Morgan jedoch wiederholte sich nicht. Was nun? Sollte er sie doch nicht einfach mal sanft am Arm packen und versuchen, ihr das Ganze nochmal in Ruhe zu erklären? Ah, aber wie machte man das nochmal? Seine Menschlichkeit wurde ihm doch mit Alice und Scarlett geraubt. "Woher kennst du meinen Nachnamen?", fragte er sie noch, doch Eve war schon drauf und dran ohne jede Vernunft einfach abzustampfen.
"Wa-"rte!, er hatte seine Bitte nicht einmal aussprechen können, bevor ihm, im gleichen Ton, Malkus zuvorkam. Dieser war durch das Streitgespräch wohl geweckt worden. Und dann tat er genau das Vernünftige, zu was Sal gerade nicht im Stande gewesen war. Nein, er stand nur wieder starr da und sah zu, wie ein Anderer genau das richtig machte, was er nicht konnte. Sal musste wohl froh darum sein, würde er sich nicht so hilflos mit sich selbst fühlen.
Malkus ging wiederholt auf das ein, was Morgan schon zuvor erwähnte. Ob er damit mehr Erfolg hätte? Vermutlich würde die Kriegerin eher auf den Charmeur hören als auf ihn, der ihr Vertrauen zerstört hatte. Er wollte Eve wohl mit weiter Hilfe der gestohlenen Papiere wegen locken und führte sie an Morgan vorbei ans Feuer, der noch immer ungerührt stehen blieb, nun die Hände in den Manteltaschen, ehe er sich allmählich zu den beiden drehte.

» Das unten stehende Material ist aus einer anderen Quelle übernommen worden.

PR #918, opened 2023-10-05
INTYGFV-15540: Added recipient to metadata

mhornfeldt:


web/src/main/java/se/inera/intyg/webcert/web/service/facade/util/CertificateRecipientConverterImpl.java
```diff
@@ -0,0 +1,32 @@
...
+    this.certificateReceiverService = certificateReceiverService;
+  }
+
+  @Override
+  public CertificateRecipient get(String type, String certificateId, LocalDateTime sent) {
+    final var recipients = certificateReceiverService.listPossibleReceiversWithApprovedInfo(type, certificateId);
+
+    return recipients
+        .stream()
+        .findFirst()
```
mww-sopra-steria, line 23: listPossibleReceiversWithApprovedInfo can (in test environments) return multiple recipients. Even if the "huvudmottagare" probably/might be the first element, I would suggest to filter out any receiver that isn't "isLocked" ("huvudmottagare") before findFirst().

web/src/main/java/se/inera/intyg/webcert/web/service/facade/util/UtkastToCertificateConverterImpl.java
```diff
@@ -124,6 +128,13 @@ private Certificate convertToCertificate(Utkast certificate) {
                 certificateToReturn.getMetadata().getTypeVersion())
         );
 
+        certificateToReturn.getMetadata().setRecipient(
+            certificateRecipientConverter.get(
```
mww-sopra-steria, line 132: Use this recipient to replace the code that used for "sentTo" (further up in this class) to find the recipient name. By using the new CertificateRecipientConverter where we fetches this from IT we can get rid of the RecipientConverter (with the hardcoded recipients).

mww-sopra-steria (changes requested):
Take a look at IntygToCertificateConverterImpl as well and add the CertificateRecipient to the metadata.

Also I commented about changing the "sentTo" code to get rid of the hardcoding of recipients in Webcert.

web/src/main/java/se/inera/intyg/webcert/web/service/facade/util/IntygToCertificateConverterImpl.java
```diff
@@ -90,15 +99,18 @@ private Certificate convertToCertificate(IntygContentHolder certificate) {
...
         certificateToReturn.getMetadata().setForwarded(false);
         certificateToReturn.getMetadata().setTestCertificate(certificate.isTestIntyg());
-        certificateToReturn.getMetadata().setSent(
-            certificate.getStatuses().stream().anyMatch(status -> status.getType() == CertificateState.SENT)
+
+        certificateToReturn.getMetadata().setRecipient(
+            certificateRecipientConverter.get(
+                certificate.getUtlatande().getTyp(),
+                certificate.getUtlatande().getId(),
+                sentStatus.map(Status::getTimestamp).orElse(null))
```
mww-sopra-steria, line 107: I like the way you did this!

mww-sopra-steria (approved):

"Ihr könnt die Papiere niemals zu zweit holen. Eve ist alleine nicht stark genug, um sich gegen Mordreds Bande zu stellen... und du", er blickte Malkus nachdenklich an, "bist kein Kämpfer. Das wär' euer Tod. Zumal die Kerle nicht so leicht aufzuspüren sind. Die sind gut im verstecken", brummte er und näherte sich ebenfalls dem Feuer; zündete sich daran eine weitere Zigarette an.
"... Mordred gehört mir. Merkt euch das mal. Er... hat mir alles genommen. Dafür muss er zahlen", mehr mussten die beiden nicht wissen und Sal glaubte ohnehin nicht, dass sich jemand für seine privaten Gründe interessierte, warum es diesen Kampf überhaupt erst gegen hatte, den keiner hinterfragte.